What the task requires
Transcribe all records verbatim.

Source records
PR #1142, opened 2020-12-09
Fix appendix status

marekmosna-prusa3d:
BFW-1580


DRracer (commented):
This looks like a very correct solution to not clear the bootloader-FW exchange space. Still, this must be checked thoroughly, so let's test this well into FW 4.3 final

RadekVana (approved):

PR #1156, opened 2020-12-14
Fix long words draw

marekmosna-prusa3d:
BFW-1417
In case that the word cannot fit into the radio button, the word will be cut to the longest possible suitable length.

### DIFF
--- a/src/gui/dialogs/DialogRadioButton.cpp
+++ b/src/gui/dialogs/DialogRadioButton.cpp
@@ -127,7 +127,14 @@ void RadioButton::draw_n_btns(const size_t btn_count) const {
     rect.HorizontalSplit(splits, spaces, btn_count, GuiDefaults::ButtonSpacing, ratio);
 
     for (size_t i = 0; i < btn_count; ++i) {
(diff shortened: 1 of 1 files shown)


src/gui/dialogs/DialogRadioButton.cpp
```diff
@@ -127,7 +127,14 @@ void RadioButton::draw_n_btns(const size_t btn_count) const {
     rect.HorizontalSplit(splits, spaces, btn_count, GuiDefaults::ButtonSpacing, ratio);
 
     for (size_t i = 0; i < btn_count; ++i) {
-        button_draw(splits[i], _((*texts)[i]), pfont, GetBtnIndex() == i && IsEnabled());
+        string_view_utf8 drawn = _((*texts)[i]);
+        char buffer[128];
+        if ((pfont->w * ratio[i]) > splits[i].Width()) {
+            size_t length = drawn.copyToRAM(buffer, splits[i].Width() / pfont->w);
+            buffer[length] = 0;
```
RadekVana, line 134: check buffer size

RadekVana (changes requested):

RadekVana (approved):

PR #1166, opened 2020-12-16
SYSTEM: Appendix status read from the PIN

marekmosna-prusa3d:
BFW-1580

### DIFF
--- a/src/common/support_utils.cpp
+++ b/src/common/support_utils.cpp
@@ -12,6 +12,7 @@
 #include "language_eeprom.hpp"
 #include "sha256.h"
 #include "crc32.h"
+#include "stm32f4xx_hal_gpio.h"
 
 #include "qrcodegen.h"
 #include "support_utils_lib.hpp"
@@ -67,7 +68,7 @@ void printerCode(char *str) {
     }
 
     /// appendix state
-    if (ram_data_exchange.model_specific_flags & APPENDIX_FLAG_MASK) {
+    if (appendix_exist()) {
         setBit((uint8_t *)hash, 6);
         //setBit(str[0], 6);
     }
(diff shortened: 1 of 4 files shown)


src/common/support_utils.cpp
```diff
@@ -164,3 +165,20 @@ void create_path_info_4service(char *str, const uint32_t str_size) {
...
+    const version_t *bootloader = (const version_t *)BOOTLOADER_VERSION_ADDRESS;
+    GPIO_InitTypeDef GPIO_InitStruct = { 0 };
+    GPIO_InitStruct.Pin = GPIO_PIN_13;
+    GPIO_InitStruct.Mode = GPIO_MODE_INPUT;
+    GPIO_InitStruct.Pull = GPIO_NOPULL;
+
+    if (bootloader->major >= 1 && bootloader->minor >= 1) {
+        return !(ram_data_exchange.model_specific_flags & APPENDIX_FLAG_MASK);
+    } else {
+        HAL_GPIO_Init(GPIOA, &GPIO_InitStruct);
```
RadekVana, line 179: something should revert changes made by `HAL_GPIO_Init(GPIOA, &GPIO_InitStruct);` after read

RadekVana (changes requested):

src/common/support_utils.cpp
RadekVana: also missing `#ifndef _DEBUG`

marekmosna-prusa3d: HAL_GPIO_Init doesn't force any state of the PIN by GPIO_NOPULL. There is only read of the PIN setup by hardware solution of the appendix.

RadekVana (approved):

PR #1177, opened 2020-12-17
Strong Dialogs - new design

Chleba:
BFW-1593


RadekVana:
nicer strong dialogs #1180

PR #1206, opened 2021-01-02
Game: snake BFW-1558

espr14:


vintagepc:
.. and this is why we love Prusa :rofl:

riodoro1:
Sounds more important than WiFi.

riodoro1:
> .. and this is why we love Prusa 🤣

A useless feature stuck in review while there are better things to do?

Response to this exercise
PR #1142, opened 2020-12-09
Fix appendix status

marekmosna-prusa3d:
BFW-1580


DRracer (commented):
This looks like a very correct solution to not clear the bootloader-FW exchange space. Still, this must be checked thoroughly, so let's test this well into FW 4.3 final

RadekVana (approved):

PR #1156, opened 2020-12-14
Fix long words draw

marekmosna-prusa3d:
BFW-1417
In case that the word cannot fit into the radio button, the word will be cut to the longest possible suitable length.

### DIFF
--- a/src/gui/dialogs/DialogRadioButton.cpp
+++ b/src/gui/dialogs/DialogRadioButton.cpp
@@ -127,7 +127,14 @@ void RadioButton::draw_n_btns(const size_t btn_count) const {
     rect.HorizontalSplit(splits, spaces, btn_count, GuiDefaults::ButtonSpacing, ratio);
 
     for (size_t i = 0; i < btn_count; ++i) {
(diff shortened: 1 of 1 files shown)


src/gui/dialogs/DialogRadioButton.cpp
```diff
@@ -127,7 +127,14 @@ void RadioButton::draw_n_btns(const size_t btn_count) const {
     rect.HorizontalSplit(splits, spaces, btn_count, GuiDefaults::ButtonSpacing, ratio);
 
     for (size_t i = 0; i < btn_count; ++i) {
-        button_draw(splits[i], _((*texts)[i]), pfont, GetBtnIndex() == i && IsEnabled());
+        string_view_utf8 drawn = _((*texts)[i]);
+        char buffer[128];
+        if ((pfont->w * ratio[i]) > splits[i].Width()) {
+            size_t length = drawn.copyToRAM(buffer, splits[i].Width() / pfont->w);
+            buffer[length] = 0;
```
RadekVana, line 134: check buffer size

RadekVana (changes requested):

RadekVana (approved):

PR #1166, opened 2020-12-16
SYSTEM: Appendix status read from the PIN

marekmosna-prusa3d:
BFW-1580

### DIFF
--- a/src/common/support_utils.cpp
+++ b/src/common/support_utils.cpp
@@ -12,6 +12,7 @@
 #include "language_eeprom.hpp"
 #include "sha256.h"
 #include "crc32.h"
+#include "stm32f4xx_hal_gpio.h"
 
 #include "qrcodegen.h"
 #include "support_utils_lib.hpp"
@@ -67,7 +68,7 @@ void printerCode(char *str) {
     }
 
     /// appendix state
-    if (ram_data_exchange.model_specific_flags & APPENDIX_FLAG_MASK) {
+    if (appendix_exist()) {
         setBit((uint8_t *)hash, 6);
         //setBit(str[0], 6);
     }
(diff shortened: 1 of 4 files shown)


src/common/support_utils.cpp
```diff
@@ -164,3 +165,20 @@ void create_path_info_4service(char *str, const uint32_t str_size) {
...
+    const version_t *bootloader = (const version_t *)BOOTLOADER_VERSION_ADDRESS;
+    GPIO_InitTypeDef GPIO_InitStruct = { 0 };
+    GPIO_InitStruct.Pin = GPIO_PIN_13;
+    GPIO_InitStruct.Mode = GPIO_MODE_INPUT;
+    GPIO_InitStruct.Pull = GPIO_NOPULL;
+
+    if (bootloader->major >= 1 && bootloader->minor >= 1) {
+        return !(ram_data_exchange.model_specific_flags & APPENDIX_FLAG_MASK);
+    } else {
+        HAL_GPIO_Init(GPIOA, &GPIO_InitStruct);
```
RadekVana, line 179: something should revert changes made by `HAL_GPIO_Init(GPIOA, &GPIO_InitStruct);` after read

RadekVana (changes requested):

src/common/support_utils.cpp
RadekVana: also missing `#ifndef _DEBUG`

marekmosna-prusa3d: HAL_GPIO_Init doesn't force any state of the PIN by GPIO_NOPULL. There is only read of the PIN setup by hardware solution of the appendix.

RadekVana (approved):

PR #1177, opened 2020-12-17
Strong Dialogs - new design

Chleba:
BFW-1593


RadekVana:
nicer strong dialogs #1180

PR #1206, opened 2021-01-02
Game: snake BFW-1558

espr14:


vintagepc:
.. and this is why we love Prusa :rofl:

riodoro1:
Sounds more important than WiFi.

riodoro1:
> .. and this is why we love Prusa 🤣

A useless feature stuck in review while there are better things to do?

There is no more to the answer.